Patients recently informed of the payment dispute by their doctors were horrified about losing access to specialty and life-saving care.
“This will have a huge impact on me. I had spinal cord surgery twice,” said Empire Health Plan member Kathleen Makridakis, 56 of Rockville Centre, whose husband works for the Town of Hempstead.
“They were only doctors out of network who could do the surgery. If I have to worry about these doctors getting paid, that screws me up. I can’t afford owing a doctor a $100,000.”
Loretta Post, whose husband works for the Long Beach Transportation Department and is an Empire Plan member and plaintiff in the case, said in an affidavit, “The net effect of this pronouncement is that my long standing physicians have advised that they may not be able to provide critical services that I have grown accustomed to for years.”
But state officials, in response briefs, defended their actions as legal and reasonable.

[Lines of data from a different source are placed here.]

Issue #1457, opened 2026-08-06
refactor: add internal action to handle detection of build backend, uv lockfile, dependency groups usage, ...


SMoraisAnsys:
Mainly a follow up to the discussion [here](https://github.com/ansys/actions/pull/1427#discussion_r3721496533).

Having everything in a single job would help a lot with maintenance of our actions. This might add a tiny overhead to existing actions because some extra check might be performed but the maintenance would be WAYYYYY easier in the long run. Also, playing with inputs might allow to reduce overhead greatly :)

PR #1503, opened 2026-08-26
fix: build-library for projects not using uv lockfiles

moe-ad:
The changes we made in #1487 has the unforeseen side-effect that `uv run ...` only works with virtual environments.

So for projects not using uv lockfiles but still leveraging `use-uv`, `uv run ...` will create a fresh venv, leading to an error since the library will not be available in this new venv. See [this example](https://github.com/ansys-internal/ansys-turbo-components/actions/runs/32879390493/job/97910350539).

Thanks to @Acohen-work for reporting this.

### DIFF
--- a/build-library/action.yml
+++ b/build-library/action.yml
@@ -222,9 +222,9 @@ runs:
       env:
         TAG_REF: ${{ github.ref_name }}
         LIBRARY_NAME: ${{ inputs.library-name }}
-        USE_UV: ${{ inputs.use-uv }}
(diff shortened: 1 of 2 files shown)


SMoraisAnsys (approved):
LGTM

Wondering if we shouldn't just use venv everywhere to avoid this kind of side effects. Might be an addition to https://github.com/ansys/actions/issues/1457 scope

ecoussoux-ansys (approved):
LGTM !

PR #1512, opened 2026-08-26
docs: update vulnerability documentation on safety local scanning

moe-ad:
I recently had to do local scanning in `pydpf-core` and discovered that `safety` dropped `requests` for `httpx`. The implication is that the documentation on local scanning with safety needs to be updated wrt the environment variables that need to be set, hence this PR.


RobPasMue (approved):
Nice catches!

Daniel Yanulavich, of the Department of Civil Services’ Employee Benefits Division, said the Empire Plan provides adequate patient protections and claims the real spat is about out-of-network doctors wanting more money.
In a June 3 affidavit, he complained that many of the out-of-network doctors “willingly refuse to negotiate with the Empire Plan” regarding payments, adding, “This is not a coincidence given the Empire Plan’s generous out-of-network reimbursement formula.”
Yanulavich said the Empire Plan pays network doctors a range of 120 percent to 300 percent of what Medicare, the federally-run health care insurance program for senior citizens, pays medical providers.
He said out-of-network providers were getting an average of 540% of what Medicare pays doctors and anesthesiologists were changing up to 3,000% of what Medicare pays — and it’s time for the state to rein in those costs.
The state, Yanulavich said, has a responsibility to manage the Empire Plan “in a fiscally responsible manner” and “not be be made to continue to subsidize these physician practices,” adding, “As a self-funded health plan, it is within the right of the Empire Plan to determine a reasonable reimbursement rate to out-of-network providers in the case of surprise bills.”
The state Department of Financial Services and its Superintendent Adrienne Harris, who regulates health insurance plans, are also listed as defendants, along with United HealthCare Insurance Co., which helps administer the program.
Attorney General Letitia James’ office, which is defending the Hochul administration in the case, also said the plaintiffs are misreading the law and claim that a self-funded Empire Plan is not covered by the Surprise Bill Law that is used to regulate other health plans.
William Scott, the AG’s lawyer, suggested doctors were engaging in unwarranted alarmism and hadn’t even tested how much they will get paid under the new reimbursement system and therefore couldn’t prove any harm to their practices or patients. Neither could other plaintiffs who are plan members.
Hochul’s office had no further comment.
A CSEA spokesperson had no immediate comment on the lawsuit, but said the negotiated changes in heath care savings in the labor contract don’t go into effect until 2023, “so we haven’t received any feedback yet.”